Kluane National Park Yukon
The park is dominated by the world’s largest collection of ice fields and glaciers, which are all around the jagged 6050 m peak of Mount Logan. The glaciers and bare, rocky mountain peaks are surrounded by a narrow “green belt” of alpine tundra and lush valleys of coniferous and deciduous forests.
Kluane National Park Animals
This gives the wildlife in the park a place to live. Wildlife like ground squirrels, caribou, moose, grizzly and black bears, Dall sheep, and mountain goats are well-known in the park. There are about 150 kinds of birds in the park, from golden eagles to golden-crowned sparrows. Archaeologists think that people might have lived there after the last ice age.

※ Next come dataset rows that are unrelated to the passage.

PR #1470, opened 2023-07-11
WRP-20570: `hoverToScroll` works properly inside another scroller

0x64:
### Checklist

Scrolling by `hoverToScroll` stops if *ALL* conditions below meet,
- A scroller or list (inner scroller) exists inside another scroller (outer scroller) that has a orthogonal scroll direction to the inner scroller.
- The inner scroller has `hoverToScroll` prop.
- The outer scroller has a (always either during-scroll) visible scrollbar.
- A user moves the pointer on a cross-area of "hoverToScroll" area of the inner scroller and "scrollbar" area of the outer scroller.

This pull request is to make the outer scroller scrolling properly in the situation described above.

### Resolution

The cause is that "scrollbar" DOM of the outer scroller is layered above the inner scroller in the cross-area, So, pointer events are dispatched to the "scrollbar" DOM. These events cannot be propagated to the inner scroller ever due to its DOM tree structure.

To make events to be dispatched to the inner scroller nodes, "pointer-events: none" CSS attribute is added to the "scrollbar" DOM of the outer scroller.

### Additional Considerations

### Links
WRP-20570

### Comments

### DIFF
--- a/CHANGELOG.md
+++ b/CHANGELOG.md
@@ -2,6 +2,12 @@
 
 The following is a curated list of changes in the Enact sandstone module, newest changes on the top.
 
+## [unreleased]
+
+### Fixed
+
+- `sandstone/Scroller` and `sandstone/VirtualList` to not stop scrolling by `hoverToScroll` inside another scroller
+
 ## [2.7.2] - 2023-06-30
 
 ### Added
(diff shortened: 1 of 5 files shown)


juwonjeong (approved):
LGTM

The park is part of the Tutchone’s home land. Until land claims are settled, part of the park is set aside as a reserve. In the 1890s, explorers, prospectors, climbers, and hunters began to settle in the area around Kluane. The area became more accessible when the Alaska Highway, which runs along its eastern border, was built. In 1942, a wildlife reserve was set up in the area. The area was made a national park in 1972.
Kathleen Lake
At Kathleen Lake, you can camp, hike and climb, or go fishing (June-August). There are places to cross-country ski, fish through the ice, and camp during the winter. The towns of Haines Junction and Destruction Bay are close to each other on the Alaska Highway and offer important services.